Using lithium chloride, not only were the red and blue lines, as usual, easily reversed, and the orange line well reversed for a long time, but also the green line was distinctly reversed; the violet line still unreversed, though broad and expanded. Had this green line belonged to cæsium, the two blue lines of that metal which are so easily reversed could not have failed to appear; but there was no trace of them.

In the case of rubidium, we have seen the less refrangible of the red lines well reversed as a black line on a continuous background, but it is not easy to get, even from the arc in one of our crucibles, sufficient light in the low red to show the reversal of the extreme ray of this metal.

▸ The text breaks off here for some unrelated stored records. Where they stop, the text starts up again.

PR #2554, opened 2024-11-26
Add Morento Air Purifier and Edge Theory Cold Plunge configurations

tompapajr:
Created device YAMLs for Morento Air Purifier model HY4866-WF and the Edge Theory Cold Plunge Tub Heat Pump.
This is my first pull request ever so I hope I'm doing it right.. :-)


custom_components/tuya_local/devices/edgetheorylabs_coldplunge_heatpump.yaml
```diff
@@ -0,0 +1,77 @@
...
+primary_entity:
+  entity: climate
+  dps:
+    - id: 121
+      name: hvac_mode
+      type: boolean
+      mapping:
+        - dps_val: false
+          value: "off"
+          icon: "mdi:hvac-off"
```
make-all, line 14: I suggest not to override the icons. HA's defaults are getting better all the time, and this will hide any overall improvements.

custom_components/tuya_local/devices/edgetheorylabs_coldplunge_heatpump.yaml
```diff
@@ -0,0 +1,77 @@
...
+        - dps_val: true
+          value: "heat_cool"
```
make-all, line 16: It seems like this is not a mode that automatically switches between heat and cool, but is dependent on the mode dp below. Can the mode be combined here? Some devices do not work with setting two dps at onces, but most do.

make-all: If not, the "mode" needs to be renamed to "preset_mode" in order to make it accessible, as "mode" is not a standard part of the climate entity.

tompapajr: maybe you an help me with this one -- I'll add some comments in my yaml to better describe the dp id's and states. But in comparing all states form tuya's IoT platform API Explorer (Device Control > Query Properties) when the heat pump is off, idle (not heating or cooling target temp reached just circulating), heating, and cooling. I've found the following changes; in fact there was not change to dp id 115 at all - i can probably remove it entirely, its always true.  Unfortuately there isnt much clear documetnation on this unit 

HEATING:
- sw_power (DP 121): true
- temp_set_f (DP 17): 50°F
- temp_current_f (DP 29): 42.4°F
- out_compressor (DP 122): true
- flow_water (DP 102): 140
- sw_water (DP 125): true

COOLING:
- sw_power (DP 121): true
- temp_set_f (DP 17): 39°F
- temp_current_f (DP 29): 42.6°F
- out_compressor (DP 122): true
- flow_water (DP 102): 140
- sw_water (DP 125): true

IDLE:
- sw_power (DP 121): true
- out_compressor (DP 122): false
- flow_water (DP 102): 137
- sw_water (DP 125): true
- temp_current_f (DP 29) ≈ temp_set_f (DP 17)

OFF:
- sw_power (DP 121): false
- out_compressor (DP 122): false
- flow_water (DP 102): 0
- sw_water (DP 125): false
- temp monitoring continues on DP 29

custom_components/tuya_local/devices/morento_HY4866-WF_air_purifier.yaml
```diff
@@ -0,0 +1,50 @@
...
+  entity: fan
+  icon: "mdi:air-purifier"
+  dps:
+    - id: 1
+      name: switch
+      type: boolean
+    - id: 3
+      type: string
+      name: preset_mode
+      mapping:
```
md1986, line 15: The mapping is missing the level 4F. See the PR I have open.

custom_components/tuya_local/devices/edgetheorylabs_coldplunge_heatpump.yaml
make-all: So based on this, I think dp id: 121 should be your main "hvac_mode", but is there another one that can switch between heat and cool to combine it with?

dp: 122 looks like it is suitable for use as hvac_action, combined with whatever is indicating whether it is heating or cooling.

make-all:
I guess since PR #2581 also covers the Morento heatpump, this PR should focus just on the Edge Theory Cold Plunge and remove the Morento to avoid conflicting.

custom_components/tuya_local/devices/edgetheorylabs_coldplunge_heatpump.yaml
tompapajr: @make-all - Dug into this, there doesnt seem to be any DP ID that indicates whether the unit is cooling or heating just that the compresor is on.  Went exhaustively through all of them... Can there be logic within a yaml for example if the compressor is on and the target temp is lower than current then its cooling and heating if the target is higher than current?

make-all: Then make dp 122 into a separate sensor with class `running`, and don't have an hvac_action.

make-all: Having read the manual, it seems this is a heat_cool mode, and there is no manual control of whether it is heating or cooling. In that case, the mode below does appear useless, as you observed.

With charred barium tartrate, and also with baryta and aluminium together, we have obtained the reversal of the line with wave-length 6496, besides the reversals previously described. The less refrangible line, wave-length 6677, was not reversed.

With charred strontium tartrate, the lines with wave-lengths 4812, 4831, and 4873, were reversed, and by the addition of aluminium, the line wave-length 4962 was reversed for a long time, and lines wave-lengths 4895, 4868, about, were also reversed.

On putting calcium chloride into the crucible, the line wave-length

4302 was reversed, this being the only one of the well-marked group to which it belongs which appeared reversed. On another occasion, when charred strontium tartrate was used, the line wave-length 4877 was seen reversed, as well as the strontium line near it. Also the lines wave-lengths 6161, 6121, have again been seen momentarily reversed.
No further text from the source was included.